用于测试,我想缩小3个节点群集到2个节点,以便为我的5个节点簇做同样的事情。
但是,在遵循缩小集群的最佳实践之后:
- 备份所有表
- 对于所有表:
之前小于2alter table xyz set (number_of_replicas=2)
如果在SET GLOBAL PERSISTENT discovery.zen.minimum_master_nodes = <half of the cluster + 1>;
3 a。如果数据检查始终是绿色的,请将Min_available设置为"完整": https://crate.io/docs/reference/configuration.html#graceful-stop- 在一个节点上启动优雅停止
- 等待数据检查转动绿色
- 重复3。
- 完成后,将
crate.yml
中的节点配置持续。gateway.recover_after_nodes: n discovery.zen.minimum_master_nodes:[![enter image description here][1]][1] (n/2) +1 gateway.expected_nodes: n
我的群集再也没有回到"绿色",而且我也有关键的节点检查失败。
这里出了什么问题?
crate.yml:
...
################################## Discovery ##################################
# Discovery infrastructure ensures nodes can be found within a cluster
# and master node is elected. Multicast discovery is the default.
# Set to ensure a node sees M other master eligible nodes to be considered
# operational within the cluster.

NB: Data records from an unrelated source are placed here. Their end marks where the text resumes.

PR #2860, opened 2025-06-01
[ENG-7068] fix(classes): Add validation to *Class selectors

ulyssessouza:
/kind bugfix

resolves #ENG-7068

Add validation to *Class selectors

### DIFF
--- a/config/config.go
+++ b/config/config.go
@@ -792,13 +792,17 @@ type SyncFromHost struct {
 
 type StandardLabelSelector v1.LabelSelector
 
-func (s StandardLabelSelector) Matches(obj client.Object) bool {
-	ls := v1.LabelSelector(s)
-	selector, err := v1.LabelSelectorAsSelector(&ls)
+func (s StandardLabelSelector) Matches(obj client.Object) (bool, error) {
+	selector, err := s.ToSelector()
 	if err != nil {
-		return false
+		return false, fmt.Errorf("failed to convert label selector: %w", err)
 	}
-	return selector.Matches(labels.Set(obj.GetLabels()))
+	return selector.Matches(labels.Set(obj.GetLabels())), nil
+}
+
+func (s StandardLabelSelector) ToSelector() (labels.Selector, error) {
+	ls := v1.LabelSelector(s)
+	return v1.LabelSelectorAsSelector(&ls)
 }
 
 type EnableSwitchWithPatchesAndSelector struct {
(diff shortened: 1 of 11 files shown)


pkg/controllers/resources/ingresses/syncer.go
```diff
@@ -137,7 +137,12 @@ func (s *ingressSyncer) applyLimitByClass(ctx *synccontext.SyncContext, virtual
 			s.EventRecorder().Eventf(virtual, "Warning", "SyncWarning", "did not sync ingress %q to host because the ingress class %q couldn't be reached in the host: %s", virtual.GetName(), *virtual.Spec.IngressClassName, err)
 			return true
 		}
-		if !ctx.Config.Sync.FromHost.IngressClasses.Selector.Matches(pIngressClass) {
+		matches, err := ctx.Config.Sync.FromHost.IngressClasses.Selector.Matches(pIngressClass)
+		if err != nil {
+			s.EventRecorder().Eventf(virtual, "Warning", "SyncWarning", "did not sync ingress %q to host because the ingress class %q in the host could not be checked against the selector under 'sync.fromHost.ingressClasses.selector': %s", virtual.GetName(), pIngressClass.GetName(), err)
```
ulyssessouza, line 142: I was almost making a function to make this less repetitive.
Please tell me if I should make a function or a "method" to `syncertypes.GenericTranslator` (a bit agressive).

config/config.go
```diff
@@ -792,13 +792,17 @@ type SyncFromHost struct {
...
 type StandardLabelSelector v1.LabelSelector
 
-func (s StandardLabelSelector) Matches(obj client.Object) bool {
-	ls := v1.LabelSelector(s)
-	selector, err := v1.LabelSelectorAsSelector(&ls)
+func (s StandardLabelSelector) Matches(obj client.Object) (bool, error) {
+	selector, err := s.ToSelector()
 	if err != nil {
-		return false
+		return false, fmt.Errorf("failed to convert label selector: %w", err)
```
FabianKramm, line 798: When can this fail? What configuration would be needed in vcluster.yaml to make this fail?

pkg/controllers/resources/ingresses/syncer.go
FabianKramm: I think thats okay, we don't need to centralize that as its mostly just error messages and not real functionality.

config/config.go
ulyssessouza: This is for the case were the user uses an unknown string in the operator part of the `sync.fromHost.storageClasses.selector.matchExpressions`. 
Valid operators are:
- `In`
- `NotIn`
- `Exists`
- `DoesNotExist`

So if the user uses anything else that should cause this error. Ex:
```yaml
sync:
  fromHost:
    storageClasses:
      enabled: true
      selector:
        matchExpressions:
          - key: "myLabel"
            operator: DifferentFrom
            values: ["myValue"]
```

FabianKramm (approved):

PR #2874, opened 2025-06-04
feat: add standalone

FabianKramm:
Changes:
* Refactor constants to allow changing the values and move all filepath references to 
* Since standalone mode has no host cluster, skip certain parts of the code where host client is required
* Change the way how we currently execute api-server, controller-manager etc to allow restarting the vCluster process without left-over processes


lizardruss (approved):
lgtm

PR #2879, opened 2025-06-04
Block unwanted virtual scheduling

nprokopic:
/kind bugfix

resolves ENG-6916
resolves ENG-6921

Fixed a hybrid scheduling issue, caused by incorrectly configured hybrid scheduling, where a virtual pod is undesirably scheduled by a scheduler in the virtual cluster, while it should be scheduled by a scheduler in the host cluster.


lizardruss (approved):
lgtm

PR #2882, opened 2025-06-05
Cleanup metadata of imported namespces when removing vCluster

janekbaraniewski:
/kind bugfix

resolves ENG-6976

Fixed an issue where vcluster was not importing a namespace that was previously imported by a different, already uninstalled vcluster.

### DIFF
--- a/pkg/cli/cleanup_namespaces.go
+++ b/pkg/cli/cleanup_namespaces.go
@@ -4,13 +4,19 @@ import (
 	"context"
 	"errors"
 	"fmt"
+	"strings"
 
 	"github.com/loft-sh/log"
 	"github.com/loft-sh/vcluster/config"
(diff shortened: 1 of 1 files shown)


hidalgopl (commented):
How will it work if I have multiple vClusters in the same host cluster? Won't it delete all synced namespaces in the host (not only from virtual cluster A, but also from virtual cluster B)?

janekbaraniewski:
@hidalgopl no, since we only iterate over namespaces that are matching `"vcluster.loft.sh/managed-by" = translate.SafeConcatName(mainPhysicalNamespace, "x", vClusterName)` label selector - so we only cleanup namespaces imported by our vCluster

hidalgopl (approved):

PR #2886, opened 2025-06-06
[ENG-7165, ENG-7207] fix(fromHost): Mark and only sync resources that are created by vCluster

ulyssessouza:
The intent of this PR is to solve the problem of vCluster trying to sync/manage resources that are not created by itself.

/kind bugfix

resolves #ENG-7165

Fixed an issue where vcluster tries to delete/update resources that are not created by vCluster. This PR avoids it by marking the resources created by us and checking for it before the sync

### DIFF
--- a/pkg/controllers/resources/ingressclasses/syncer.go
+++ b/pkg/controllers/resources/ingressclasses/syncer.go
@@ -58,7 +58,8 @@ func (i *ingressClassSyncer) SyncToVirtual(ctx *synccontext.SyncContext, event *
 		return ctrl.Result{}, nil
 	}
 
-	vObj := translate.CopyObjectWithName(event.Host, types.NamespacedName{Name: event.Host.Name, Namespace: event.Host.Namespace}, false)
+	vObj := translate.VirtualMetadata(event.Host, types.NamespacedName{Name: event.Host.Name, Namespace: event.Host.Namespace})
+	vObj.SetAnnotations(translate.HostAnnotations(vObj, event.Host))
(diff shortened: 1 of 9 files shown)


pkg/controllers/resources/ingressclasses/syncer.go
```diff
@@ -71,6 +72,11 @@ func (i *ingressClassSyncer) SyncToVirtual(ctx *synccontext.SyncContext, event *
 }
 
 func (i *ingressClassSyncer) Sync(ctx *synccontext.SyncContext, event *synccontext.SyncEvent[*networkingv1.IngressClass]) (_ ctrl.Result, retErr error) {
+	// If the virtual object has the name annotation, it means it was created by vCluster and we can safely manage it.
+	if _, ok := event.Virtual.GetAnnotations()[translate.HostNameAnnotation]; !ok {
```
nprokopic, line 76: 1-2 months ago we decided not to use annotations and labels in this way, where annotations and labels impact the behavior (I made a similar change, maybe even smaller), IIRC because users can make changes to those and it's not secure.

cc @FabianKramm can you take a look here?

FabianKramm: Yes that is the wrong approach here, we cannot use annotations on every virtual object just to mark it.

ulyssessouza:
Closing the PR, since the behavior it prevents seems to be expected.
A follow-up PR on docs will explain the behavior.

PR #2893, opened 2025-06-09
fix(issues/2889): Close os.Stdout when using `vcluster connect <vcluster-id> --print`

### LINKED ISSUE #2889: vcluster --print with port forwarding creates invalid kubeconfig
### What happened?

kubeconfig is invalid because it has trailing `Forwarding from ...` lines

eg:
```
$ vcluster connect vctest --print | tee ~/.kube/vcluster.yaml
...
VktLS0tLQo=
Forwarding from 127.0.0.1:12933 -> 8443
Forwarding from [::1]:12933 -> 8443
```

I don't have docker running. 

A valid kubeconfig.

See above.

_No response_

<details>

```console
$ kubectl version
# paste output here
```

</details>

### vcluster version

<details>

```console
$ vcluster --version
vcluster version 0.25.0
```

</details>

### VCluster Config

<details>

```
```

</details>

mayooot:

/kind bugfix

resolve #2889 

Fixed an issue where running `vcluster connect <vcluster-id> --print | tee ./vcluster.yaml` appended unwanted port fowarding output to the generated file, such as: 
~~~
Forwarding from 127.0.0.1:10641 -> 8443
Forwarding from [::1]:10641 -> 8443
~~~

I found the unwanted output coming from [portforward.go](https://github.com/loft-sh/vcluster/blob/74e339e4dce0e3ff0befaae05be10f3fdffb66bb/pkg/util/portforward/portforward.go#L339-L341), which is part of kubernetes source code. Changing the source code directly would be a pain to maintain, so I tackled the issue in the `--print` logic of the `connect` command instead.
The code is as follows:

~~~go
	if options.Print {
		_, err = os.Stdout.Write(out)
		if err != nil {
			return err
		}
		_ = os.Stdout.Close() // Add it 
	}
~~~

I'm not sure what the unintended error of `os.Stdout.Close()` would be.

### DIFF
--- a/pkg/cli/connect_helm.go
+++ b/pkg/cli/connect_helm.go
@@ -167,6 +167,7 @@ func writeKubeConfig(kubeConfig *clientcmdapi.Config, vClusterName string, optio
 		if err != nil {
 			return err
 		}
+		_ = os.Stdout.Close()
 	} else if options.UpdateCurrent {
 		var clusterConfig *clientcmdapi.Cluster
 		for _, c := range kubeConfig.Clusters {


lizardruss:
Hello! Thanks for the PR! Unfortunately closing `os.Stdout` will have other effects. I created [another PR](https://github.com/loft-sh/vcluster/pull/2896) that will hopefully solve the issue for you.

Closing this PR in favor of that one.

PR #2898, opened 2025-06-10
Add an option to set the vCluster logging format to json

ApsTomar:
/kind enhancement
/kind feature

resolves ENG-7039

Add an option to set the vCluster logging format to json

**Test Artifacts:**

Here's how the json logs would look like:
Screenshot from 2025-06-10 18-15-13

### DIFF
--- a/chart/values.yaml
+++ b/chart/values.yaml
@@ -1154,7 +1154,7 @@ telemetry:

Its recommended to set it to a higher value
# than 1 when running more than 2 nodes in the cluster.
#
# We highly recommend to set the minimum master nodes as follows:
# minimum_master_nodes: (N / 2) + 1 where N is the cluster size
# That will ensure a full recovery of the cluster state.
#
discovery.zen.minimum_master_nodes: 2
# Set the time to wait for ping responses from other nodes when discovering.
# Set this option to a higher value on a slow or congested network
# to minimize discovery failures:
#
# discovery.zen.ping.timeout: 3s
#
# Time a node is waiting for responses from other nodes to a published
# cluster state.
#
# discovery.zen.publish_timeout: 30s
# Unicast discovery allows to explicitly control which nodes will be used
# to discover the cluster. It can be used when multicast is not present,
# or to restrict the cluster communication-wise.
# For example, Amazon Web Services doesn't support multicast discovery.
# Therefore, you need to specify the instances you want to connect to a
# cluster as described in the following steps:
#
# 1. Disable multicast discovery (enabled by default):
#
discovery.zen.ping.multicast.enabled: false
#
# 2. Configure an initial list of master nodes in the cluster
# to perform discovery when new nodes (master or data) are started:
#
# If you want to debug the discovery process, you can set a logger in
# 'config/logging.yml' to help you doing so.
#
################################### Gateway ###################################
# The gateway persists cluster meta data on disk every time the meta data
# changes. This data is stored persistently across full cluster restarts
# and recovered after nodes are started again.
# Defines the number of nodes that need to be started before any cluster
# state recovery will start.
#
gateway.recover_after_nodes: 3
# Defines the time to wait before starting the recovery once the number
# of nodes defined in gateway.recover_after_nodes are started.
#
#gateway.recover_after_time: 5m
# Defines how many nodes should be waited for until the cluster state is
# recovered immediately. The value should be equal to the number of nodes
# in the cluster.
#
gateway.expected_nodes: 3
,所以有两件事很重要:
- 复制品的数量本质上是您可以在典型设置中失去的节点的数量(建议使用2个节点,以便您可以在过程中缩放和松开节点,但仍然可以) )
- 建议将过程用于簇> 2个节点;)
cratedb将以无复制和主共享节点的方式自动在群集上分布碎片。如果是不可能的(如果您有2个节点和1个带有2个副本的主题,则数据检查将永远不会返回"绿色"。因此,在您的情况下,将复制品数设置为1集群回到绿色(alter table mytable set (number_of_replicas = 1)
)。
关键节点检查是由于群集尚未收到更新的板条。由于CRATEDB仅在启动时加载Expection_nodes(这不是运行时设置),因此需要重新启动整个群集以结论缩小。可以通过滚动重新启动来完成,但是请确保正确设置SET GLOBAL PERSISTENT discovery.zen.minimum_master_nodes = <half of the cluster + 1>;
,否则共识将无法正常工作...
另外,建议逐一缩小一对一的规模,以避免将集群重载与重新平衡并意外丢失数据。